Figure 3The Biology Experts' pick. Parallel coordinate display of gene expressions per individual. Vertical axes represent expression level for a given gene; horizontal polylines across the display represent each individual. Individuals are stratified in case (pink) versus control (grey). At the top of each vertical axis a histogram displays the distribution of expression levels of that gene over all individuals, stratified by group. The data for genes 1, 3, 5 and 6 are filtered for high and/or low values in this figure.

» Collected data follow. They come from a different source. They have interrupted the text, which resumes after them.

PR #320, opened 2024-06-01
Compass HUD visual closer to OG:NT Styling + HudLayout.res customization

nullsystem:
* Styling closer to OG:NT, rounded corners, faded text, compass length, and NSWE direction adjusted to OG:NT's NSWE directions
* Changed hud customisation, now can be done via `HudLayout.res` (currently OG:NT's HudLayout.res takes precedent)
* Fixes: https://github.com/NeotokyoRebuild/neo/issues/50

### DIFF
--- a/mp/game/neo/scripts/HudLayout.res
+++ b/mp/game/neo/scripts/HudLayout.res
@@ -502,4 +502,12 @@
 		"visible"		"0"
 		"enabled"		"0"
 	}
+	NHudCompass
+	{
+		"fieldName"		"NHudCompass"
+		"visible"		"1"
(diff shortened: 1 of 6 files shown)


Agiel:
In OG NT the fade is a lot stronger, to the point where the opacity goes to 0 near the edges of the compass.
Also, maybe outside the scope for this issue but the text moves outside the background at 1280x720.
image

nullsystem:
@Agiel Applied a stronger fade (full opacity color) and fixed text moved outside by just simply applying the text width with padding to the width.

Agiel (approved):
Much better 💯

PR #321, opened 2024-06-01
NT;RE assets take precedence over OG NT assets.

Agiel:
Not the prettiest solution but it seems to be working.


nullsystem (approved):
Tested on Linux and Windows, looks fine by me.

mp/game/neo/cfg/autoexec.cfg
Rainyan, line 1: Should we also drop the `neo_config.cfg` and `neo_config_custom.cfg` files from `mp/game/neo/cfg`, as we aren't using these anymore?

Rainyan (approved):
LGTM

mp/game/neo/cfg/autoexec.cfg
Agiel: You're right. I'll remove them.

PR #322, opened 2024-06-01
Fix cloak sound not giving sounds server side

nullsystem:
* Fixes: https://github.com/NeotokyoRebuild/neo/issues/129


Agiel (approved):
LGTM

PR #326, opened 2024-06-02
Fix exit crash around m_pGameEvent in gHud situation

nullsystem:
* Just let neo_hud_elements handle it like the rest of the stuff there

### DIFF
--- a/mp/src/game/client/neo/c_neo_player.cpp
+++ b/mp/src/game/client/neo/c_neo_player.cpp
@@ -915,7 +915,7 @@ void C_NEO_Player::PreThink( void )
 			Warning("Couldn't find ghostMarker\n");
 		}
 
-		auto indicator = m_pNeoPanel->GetGameEventIndicator();
+		auto indicator = GET_HUDELEMENT(CNEOHud_GameEvent);
 
 		if (indicator)
 		{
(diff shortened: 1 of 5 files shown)


mp/src/game/client/hud.cpp
```diff
@@ -520,10 +524,25 @@ void CHud::Shutdown( void )
 
 	// Deleting hudlist items can result in them being removed from the same hudlist (m_bNeedsRemove).
 	//	So go through and kill the last item until the array is empty.
+#ifdef NEO
+	// NEO JANK (nullsystem): The original while/delete loop didn't even make sense as the size didn't really come
```
Rainyan, line 528: I think the original code's `delete` calls the `~CHudElement` desctructor, which in turn calls `CHud::RemoveHudElement` for any `m_bNeedsRemove` elements, and that's what eventually decrements the `while` counter, and shifts the array left.

Perhaps to play nice with the `CHudElementHelper::CreateAllElements` system, we could declare our HUD with `DECLARE_HUDELEMENT` in the implementation, so we didn't need to manually manage this memory?

nullsystem: Looks like it works out. For now I'll apply this `DECLARE_HUDELEMENT` to this, then the rest of the stuff migrating to that as a separate PR.

PR #328, opened 2024-06-02
Colourful healthbars

AdamTadeusz:
also picture outline and combined score with center box


Agiel (approved):
Tested in game and it looks good

Rainyan (approved):

PR #331, opened 2024-06-03
Show equipped weapons on model

AdamTadeusz:
Instead of hiding weapons on holster - stop them from being attached to the hand bone, and set their default attachment point on equip.


mp/src/game/shared/neo/weapons/weapon_neobasecombatweapon.cpp
```diff
@@ -117,7 +117,7 @@ void CNEOBaseCombatWeapon::Equip(CBaseCombatCharacter* pOwner)
 	BaseClass::Equip(pOwner);
 #ifndef CLIENT_DLL
 	NEO_WEP_BITS_UNDERLYING_TYPE weapon = GetNeoWepBits();
-	if (weapon & NEO_WEP_KYLA || weapon & NEO_WEP_MILSO || weapon & NEO_WEP_TACHI)
+	if (weapon & (NEO_WEP_KYLA + NEO_WEP_MILSO + NEO_WEP_TACHI))
```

Figure 4The Overall Best entry. A topological network map of SNPs produced by Iris. Each node represents a cluster of SNPs and nodes are connected with an edge if they have any SNPs in common. The starburst shape indicates subgroups of SNPs with distinct linkage disequilibrium patterns in the data set. A) Each flare of the starburst contains SNPs from a single locus and is labeled accordingly, except for the "Mixed" flare. The nodes are colored by SNP mutual information with disease. Higher mutual information values are colored red and indicate a stronger relationship. B) The nodes are colored by SNP ANOVA F-statistic with expression of CDH19. Higher F-statistics are colored red and indicate a stronger relationship. The flare with the red tip contains SNPs from the CDH19 locus; see label in A. C) The nodes are colored by F -statistic to expression of PCDH17. D) The nodes are colored by F -statistic to PCDH10. E) The nodes are colored by F -statistic to CDH11.